I am in the same boat. But I have decided to go with an RPC (mine is going to be hooked up and running on Friday  ). The reason being, you can run multiple machines off of one converter, also lets you use the machine as it left the factory. Which I like. Now with the output being "dirty" are you talking about the legs being unbalanced? Read up on phase balancing. What you do you balance the phases is add a capacitor in generated leg. http://www.hobby-machinist.com/showthread.php/12712-Rpc-simple-design-unbalanced Ulma Doctors right up is awesome!   Also in this thread, Ulma Doctor made two videos explaining it! http://www.hobby-machinist.com/showthread.php/12572-RPC-questions

HTH,
Chris


----------



## CluelessNewB (Mar 5, 2013)

Motor size is also an issue.  VFD's for motors over 3hp tend to be expensive making the RPC more attractive.  VFD's have the advantage of motor speed control.  With a VFD you probably will be able to use the original controls but they will need to be rewired.  Rather than "living electrically" between the motor and the input power they will get connected to the VFD low voltage control inputs.  The motor will be connected directly to the VHD with no switches between them.  The VFD will also provide overload protection so the old starter/overload will not be needed anymore.  I currently have 4 machines with VFDs my metal lathe, disc/belt sander, wood shaper and wood jointer.  In the long run it would probably have been cheaper to have built an RPC but having the variable speed has worked nice on the metal lathe and the wood shaper.  If you go with a VFD for the lathe look for one that is a "sensorless vector" drive, it will give you better results at low speed.


----------



## TrxR (Mar 5, 2013)

Thanks for the links and info.
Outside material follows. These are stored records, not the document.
PR #346, opened 2017-02-01
Added queryForCurrentValue option to select renderer

TheOtherDude:

# CHANGELOG

**Added** queryForCurrentValue option to select renderer


addon/list-utils.js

It kind of sounds like if you want to use the machine as it came from the factory the Balanced RPC is the way to go as well as the fact that one RPC will run both machines. The down fall would be noise, but if it was in another room or a small outbuilding you wouldn't really notice it. Is there any good how to's on building a balanced RPC? 

Thanks


----------



## Ulma Doctor (Mar 5, 2013)

i can instruct you on building a balanced RPC, if you are interested.
for a lathe or a mill, it's not super critical to have a balanced RPC.
the power isn't dirty, the third leg you are generating is just lower in voltage.
we balance the power by adding run capacitors between power legs.
more sensitive equipment that would be dependent on equal phases would be better suited for a VFD, as we can control different aspects of the circuit precisely.
shoot me a msg, i'll be glad to help out!)


----------



## Ulma Doctor (Mar 5, 2013)

TrxR said:


> Thanks for the links and info. It kind of sounds like if you want to use the machine as it came from the factory the Balanced RPC is the way to go as well as the fact that one RPC will run both machines. The down fall would be noise, but if it was in another room or a small outbuilding you wouldn't really notice it. Is there any good how to's on building a balanced RPC?
> 
> Thanks


the noise is not as bad as you might think, especially when a load is applied to the circuit.
when you are running the lathe/ mill etc. you may not even hear it.


----------



## Tamper84 (Mar 5, 2013)

From what I have read on the balancing issue is that it depends on what your output is from the converter. I am no expert. But, two of the legs should be close, but the generated leg is "usually" lower then the native. I have talked with a local guy that has been running his shop off of an old pull start rpc for years. No capicators or anything. Just straight from the rpc to the machines. But idk what affect it has on the motors. Anyway I have an understanding that you really can't balance the 3 legs until your up and running and figure out what capicators you need. 

HTH,
Chris

Well Mike, we were typing at the same time lol.


----------



## Rbeckett (Mar 5, 2013)

Mikes treatise on multi phase power is excelent.  His explanayion helped me understand the concept much better, it is definayely a must read for anybody considering VFD Vs RPC.  Thank for the info UD.

Bob


----------



## randyjaco (Mar 5, 2013)

I have both VFD and RPC. They both do well, but for what you say you want the RPC is the way to go.

Randy


----------



## alabamaed36046 (Mar 7, 2013)

I have been running a unbalanced rotophase since 1980. Its built from a 10 hp 3 phase using a 1/2 hp single phase to start.  Used to run lathes, mills and tool and cutter grinders.
No problems other than replace the start motor once.
Usually draws 16 18 amps at idle and 22 when running machines.
Power company inspected my setup and said I had better power factor than they had down on the road.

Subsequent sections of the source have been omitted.